WORK TASK: In the records below, the line with "## How Has This Been Tested?" opens the range and the line with "testPipelines(ctx)" closes it; print that range exactly and nothing else.

Records excerpted from a collection:
PR #2933, opened 2022-01-06
[full-ci] update reva

wkloucek:
## Description
routine update of reva after some dependency bumps in reva


individual-it (approved):

individual-it:
surprisingly no extra tests start to pass :-(

Issue #2950, opened 2022-01-12
Parallel deployment tests are failing with the latest oCIS docker image


saw-jan:
https://drone.owncloud.com/owncloud/ocis/8664/56/14
oCIS log:
```
{"level":"error","service":"storage","pkg":"rgrpc","traceid":"00000000000000000000000000000000","error":"error: already exists: decomposedfs: spaces: space already exists","status":{"code":7,"message":"already exists","trace":"00000000000000000000000000000000"},"request":{"opaque":{"map":{"spaceid":{"decoder":"plain","value":"OTVjYjg3MjQtMDNiMi0xMWViLWEwYTYtYzMzZWY4ZWY1M2Fk"}}},"owner":{"id":{"opaque_id":"95cb8724-03b2-11eb-a0a6-c33ef8ef53ad"}},"type":"metadata","name":"Metadata"},"time":"2022-01-12T01:00:34Z","message":"failed to create storage space"}
{"level":"error","service":"storage","pkg":"rgrpc","traceid":"00000000000000000000000000000000","error":"error: not found: 95cb8724-03b2-11eb-a0a6-c33ef8ef53ad/index.cs3","status":{"code":6,"message":"path not found when statting","trace":"00000000000000000000000000000000"},"reference":{"resource_id":{"storage_id":"95cb8724-03b2-11eb-a0a6-c33ef8ef53ad","opaque_id":"95cb8724-03b2-11eb-a0a6-c33ef8ef53ad"},"path":"./index.cs3"},"time":"2022-01-12T01:00:34Z","message":"failed to stat"}
{"level":"error","service":"storage","pkg":"rgrpc","traceid":"00000000000000000000000000000000","error":"error: not found: 890df00a-5035-4204-8132-b140954f788c/non_unique.github.com.owncloud.ocis.accounts.pkg.proto.v0.Account.Id","status":{"code":6,"message":"path not found when statting","trace":"00000000000000000000000000000000"},"reference":{"resource_id":{"storage_id":"95cb8724-03b2-11eb-a0a6-c33ef8ef53ad","opaque_id":"95cb8724-03b2-11eb-a0a6-c33ef8ef53ad"},"path":"./index.cs3/non_unique.github.com.owncloud.ocis.accounts.pkg.proto.v0.Account.Id"},"time":"2022-01-12T01:00:34Z","message":"failed to stat"}
```

[...]

PR #2951, opened 2022-01-12
[tests-only] Use built ocis server for parallel deployment tests

saw-jan:
## Description
Do not use oCIS server from docker image but instead build the server when testing parallel deployment tests.
This was needed because when running tests using the latest docker image, the current changes will not be tested.
So even if the changes will actually break the tests, the parallel test pipelines will pass as we are testing the server from docker.
This is a false positive behavior. The changes will only be tested if they are merged (merging will create the new latest docker image with the latest changes).

This PR uses oCIS server that is built from the source which enables the changes to be tested early.

## Related Issue
part of https://github.com/owncloud/ocis/issues/2950

## How Has This Been Tested?
- test environment: CI

## Types of changes
- [ ] Technical debt

## Checklist:
- [ ] Code changes
- [ ] Unit tests added
- [ ] Acceptance tests added

### DIFF
--- a/.drone.star
+++ b/.drone.star
@@ -155,18 +155,17 @@ def main(ctx):
     test_pipelines = \
         cancelPreviousBuilds() + \
         [buildOcisBinaryForTesting(ctx)] + \
-        testOcisModules(ctx) + \
         testPipelines(ctx)
 
-    build_release_pipelines = \
-        dockerReleases(ctx) + \
-        binaryReleases(ctx) + \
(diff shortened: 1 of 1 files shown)


saw-jan:
parallel deployment tests are now running using an already built oCIS server and not from the docker image
https://drone.owncloud.com/owncloud/ocis/8690/4/14

saw-jan:
Block currently. See https://github.com/owncloud/ocis/pull/2955

Issue #2822, opened 2021-11-25
Moving protobuf definitions out of the ocis repo


jvillafanez:
## Is your feature request related to a problem? Please describe.
Protobuf definitions are intended to be implemented in multiple languages or by multiple unrelated application. Having the definitions inside the ocis repo doesn't respect this idea since they'll be more difficult to access and to implement in other languages.

## Describe the solution you'd like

OUTPUT BELOW:
## How Has This Been Tested?
- test environment: CI

## Types of changes
- [ ] Technical debt

## Checklist:
- [ ] Code changes
- [ ] Unit tests added
- [ ] Acceptance tests added

### DIFF
--- a/.drone.star
+++ b/.drone.star
@@ -155,18 +155,17 @@ def main(ctx):
     test_pipelines = \
         cancelPreviousBuilds() + \
         [buildOcisBinaryForTesting(ctx)] + \
-        testOcisModules(ctx) + \
         testPipelines(ctx)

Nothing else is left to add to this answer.